Exercise directions: Look through the entries. Copy each line that has the word "DataQueryRequest".

[Dataset entries]
BEGIN
PR #1688, opened 2023-09-13
track executed queries and panel clicks

gwdawson:
track executed queries so we can view some stats around the datasource
this includes but not limited to:
- how many queries are sent
- how often each query type is used
- etc.

Fixes [#72899](https://github.com/grafana/grafana/issues/72899)

### DIFF
--- a/src/datasource/tracking.ts
+++ b/src/datasource/tracking.ts
@@ -1,6 +1,15 @@
 import { DataQueryRequest } from '@grafana/data';
 import { ZabbixMetricsQuery } from './types';
 import { reportInteraction } from '@grafana/runtime';
+import {
+  MODE_ITEMID,
+  MODE_ITSERVICE,
+  MODE_MACROS,
+  MODE_METRICS,
+  MODE_PROBLEMS,
+  MODE_TEXT,
+  MODE_TRIGGERS,
+} from './constants';
 
 export const trackRequest = (request: DataQueryRequest<ZabbixMetricsQuery>): void => {
   request.targets.forEach((target) => {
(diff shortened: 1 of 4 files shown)


src/datasource/tracking.ts
```diff
@@ -0,0 +1,65 @@
+import { DataQueryRequest } from '@grafana/data';
+import { ZabbixMetricsQuery } from './types';
+import { reportInteraction } from '@grafana/runtime';
+
+export const trackRequest = (request: DataQueryRequest<ZabbixMetricsQuery>): void => {
```
gabor, line 5: phew, this is a lot of code here 😄 .

i understand the reason.

still, i'd recommend one of two approaches:
1. only track some minimal info, like only the query-type
2. refactor this code:
    - here we can have a function that just builds the "report-interaction-object" from the request-object
       - we can write a bunch of unit-tests for it to be sure it's not crashing
    - and then call it from `datasource.ts` with something like `reportInteraction('something_something', extractProps(request))`


random note: when the zabbix code handles the `.queryType`, it seems to use these values to compare with: https://github.com/grafana/grafana-zabbix/blob/f7d84d1b1ff966c386627fa666cf884d5465ac71/src/datasource/constants.ts#L10-L16 (for example see here: https://github.com/grafana/grafana-zabbix/blob/f7d84d1b1ff966c386627fa666cf884d5465ac71/src/datasource/components/QueryEditor.tsx#L118 ), maybe we could use those values too?

gwdawson: i think we should just go with option 1 for now then and if we decide in future we would like more info we could implement 2.

gabor (approved):
LGTM 👍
END
Your response:
 import { DataQueryRequest } from '@grafana/data';
 export const trackRequest = (request: DataQueryRequest<ZabbixMetricsQuery>): void => {
+import { DataQueryRequest } from '@grafana/data';
+export const trackRequest = (request: DataQueryRequest<ZabbixMetricsQuery>): void => {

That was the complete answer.